Issue #3142, opened 2026-09-12
[Bug]: inventory consumption has lost-update races, an untransacted race-wide endpoint, and missing audit/controlled-substance trail


aupyay:
### Affected area
Backend API (apps/backend)

### What is wrong
Five related, verified bugs in the inventory-consumption subsystem, found together during the same audit pass — filing as one issue since a fix session will likely touch the same handful of files:

**1. Lost update in `applyInventoryConsumption` (high)** — [inventory-consumption.service.ts:1173](apps/backend/src/services/inventory-consumption.service.ts#L1173). The function behind prescription dispense approval decrements each batch by writing a **literal computed value** (`quantity: available - consume`, line 1198) instead of an atomic Prisma `decrement`, so a concurrent dispense on the same batch produces a lost update even though the call runs inside `prisma.$transaction`. The sibling release path (line 1143, `data: { quantity: { increment: restore } }`) already uses the atomic form — this is an inconsistency, not an intentional design.
  - *Repro*: two concurrent 6-unit dispenses against a batch with `quantity=10`. Both read `10`, both compute `newQuantity=4`, both write `4`. Only 6 units are actually lost from a batch that should now read `-2` (or the second dispense should have been rejected), but stock shows `4` — overstated by 6, and the second dispense was approved against inventory that wasn't really there.

**2. `InventoryService.consumeStock`/`adjustStock` run with no transaction at all (high)** — [inventory.service.ts:2007](apps/backend/src/services/inventory.service.ts#L2007). Used by the standalone `POST /inventory/consume-stock` endpoint (unrestricted for controlled items). Reads batches, computes a new quantity in application code, and writes it — with no `prisma.$transaction` wrapping any of the three steps, so the race window is even wider than bug 1's.
  - *Repro*: two concurrent calls to `consume-stock` for the same item with `quantity=6`, `onHand=10`. Both see `onHand=10`, both pass the `< input.quantity` check, both compute `newQuantity=4` from the same batch snapshot. Neither call errors; the batch ends at `4` instead of correctly rejecting the second call or ending at `-2`.

[...]

PR #3197, opened 2026-09-12
fix(backend): atomic decrement, transactions, and allocation guard for inventory consumption

aupyay:
Fixes bugs 1, 2, 3, and 5 from #3142:
- `applyInventoryConsumption` wrote a literal computed batch quantity instead of an atomic Prisma `decrement`, losing updates under concurrent dispenses.
- `InventoryService.consumeStock` ran with no transaction at all and never logged a stock movement, unlike every other stock-changing path.
- The insufficient-stock guard only checked `onHand`, letting a NORMAL-source consumption dispense stock already reserved via `allocateStock`.

Bug 4 (controlled-substance register wiring) is not included: `ControlledSubstanceLogService.create` requires a `deaSchedule` and `unit` per entry that `InventoryItem` does not store anywhere in the schema, and `amountDrawn`/`amountAdministered`/`amountWasted` are real per-administration clinical quantities a pharmacy dispense event can't supply — needs a schema/design decision, not wiring.

## Test plan
- [x] `npx jest test/services/inventory.service.test.ts test/services/inventory-consumption.service.test.ts` — 278/278
- [x] Full backend suite: 499 suites / 11841 tests, all passed
- [x] `tsc --noEmit` clean
- [x] `eslint` on changed files — 0 errors (3 pre-existing warnings, unrelated lines)

### DIFF
--- a/apps/backend/src/services/inventory-consumption.service.ts
+++ b/apps/backend/src/services/inventory-consumption.service.ts
@@ -1170,7 +1170,17 @@ const applyInventoryConsumption = async (
   params: InventoryConsumptionApplyParams,
 ) => {
   const item = await requireInventoryItemForAdjustment(tx, params);
-  if ((item.onHand ?? 0) < params.quantity) {
+  // A NORMAL-source consumption must not eat into stock already reserved for
+  // someone else via InventoryAllocationService.allocateStock (the allocation
+  // path itself enforces onHand-allocated>=quantity; this guard mirrors it).
+  // An ALLOCATED-source consumption is drawing down that same reservation, so
+  // it is checked against onHand alone - finalizeInventoryAdjustment below
+  // reduces `allocated` for that case.
+  const availableForConsumption =
+    params.stockSource === "ALLOCATED"
+      ? (item.onHand ?? 0)
+      : (item.onHand ?? 0) - (item.allocated ?? 0);
+  if (availableForConsumption < params.quantity) {
     throw new InventoryConsumptionServiceError("Insufficient stock", 400);
   }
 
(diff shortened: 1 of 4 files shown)


ankit-yc (approved):
Reviewed the diff against #3142 and the surrounding service code.

- `applyInventoryConsumption`: batch writes are now `{ decrement }`, matching the release path's `{ increment }`. `onHand` is still recomputed from batches inside the same transaction, so the item total stays consistent with the batch rows.
- The allocation guard is correct for both sources. NORMAL checks `onHand - allocated`, and ALLOCATED checks `onHand` alone while `finalizeInventoryAdjustment` draws `allocated` down.
- `consumeStock` now runs in one `$transaction`, decrements atomically and writes a movement per batch through `logMovement(..., tx)`. `bulkConsumeStock` calls it in sequence, so there is no nested interactive transaction.
- The tests cover the decrement shape, the reserved-stock refusal and the per-batch movement rows.

Not blocking, but worth a follow-up:
1. `InventoryService.consumeStock` (`POST /stock/consume`) still checks `onHand` only, not `onHand - allocated`. I left it as is on purpose. That endpoint has no stock-source notion and never reduces `allocated`, so an appointment that allocated stock and then consumes it through this route would be rejected by a naive guard. What it should do is a product decision.
2. `InventoryAdjustmentService.adjustStock`, named with bug 2 in #3142, is still outside a transaction and still writes `quantity: available - consume`.
3. Under READ COMMITTED, two concurrent calls can both pass the pre-check. The atomic decrement means the batch now goes negative instead of silently losing an update, so the ledger stays accurate. Rejecting the second call would need a row lock or a check constraint.

Approving.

───

## AIM OF THE EXERCISE
Your answer must be one number: how many lines of the data contain "should".

## THE ANSWER
2